# Bit or bitless?



## Lizzieloo369 (Mar 12, 2017)

Hi, what are people's views/opinions on bit or bitless bridles? 

My horse is currently on a snaffle but I'm considering changing to bitless to see if he's better, he doesn't really work on the bit and just throws his head in the air and seems to get get agitated quickly. 

Is bitless the way forward for us?


----------



## Rafa (Jun 18, 2012)

Hi.

Not necessarily. If your horse isn't accepting a snaffle and actually becoming agitated, I would begin by ensuring the bit fits properly and I would have his mouth thoroughly checked by a Vet, if you haven't already.


----------



## Lizzieloo369 (Mar 12, 2017)

Hi 

I had a dentist out to him about 2 years ago and he said his mouth was in good shape, perhaps a vet is the step. But I have also put in him a straight bar rubber snaffle and that still agitated him and I'm soft on his mouth when riding - naturally.


----------



## Rafa (Jun 18, 2012)

How old is he and, has he always been ridden in a snaffle?

What Breed is he and has he ever had a back problem? Throwing is head up could be caused by discomfort in his back.


----------



## Rafa (Jun 18, 2012)

I really wouldn't advise a bitless bridle at this stage as they can be very severe.

In my opinion, your best course of action is to book a lesson with a reputable instructor who will be able to identify the cause of the problem and advise you.

Head carriage problems are not always related to the mouth - it could be back, behavioural or simply reluctance, but a good Instructor should be able to identify which.


----------



## Lizzieloo369 (Mar 12, 2017)

Sweety said:


> I really wouldn't advise a bitless bridle at this stage as they can be very severe.
> 
> In my opinion, your best course of action is to book a lesson with a reputable instructor who will be able to identify the cause of the problem and advise you.
> 
> Head carriage problems are not always related to the mouth - it could be back, behavioural or simply reluctance, but a good Instructor should be able to identify which.
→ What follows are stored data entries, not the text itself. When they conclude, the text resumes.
PR #222, opened 2021-03-03
adding a minimal ubuntu e2e test run to CI

brettsam:


tools/devpack.ps1
```diff
@@ -8,21 +8,26 @@
 # Specify --E2E to instead target the E2E test app.
 
 $rootPath = Split-Path -Parent $PSScriptRoot
-$project = "$rootPath\samples\FunctionApp\FunctionApp.csproj"
+$project = "$rootPath/samples/FunctionApp/FunctionApp.csproj"
```
fabiocav, line 11: We should create a solution (sln) for the SDK with the analyzers, that would make this a bit simpler.

fabiocav (approved):

tools/devpack.ps1
brettsam: Yes, it'd track a few other little nits too. Will follow up on those in the coming weeks.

Thank you I will take this on board


----------



## Elles (Aug 15, 2011)

2 years is quite a long time. Most horses have yearly, or even 6 monthly dental appointments, they can develop sharp edges. I would start by getting her teeth and mouth checked by a vet who specialises, or an edt.

There are many different types of bitless bridles, from soft head-collar types to severe metal leverage types. If you did decide to try bitless, but have never tried before, it would be an idea to get an experienced instructor who is familiar with training and riding bitless to get you started. I use a bitless bridle called a Transcend, but spent some time teaching my horse to be light and responsive from the ground first with reward based training. If the horse and rider aren't taught how to use a bitless bridle they can end up in a pulling match, or with the horse leaning or hollowing anyway, just the same as with a bit. Personally I like bitless bridles, although I do also use a bit. My horse and I go out on snackahacks and I think it's nicer for her without a bit in her mouth. 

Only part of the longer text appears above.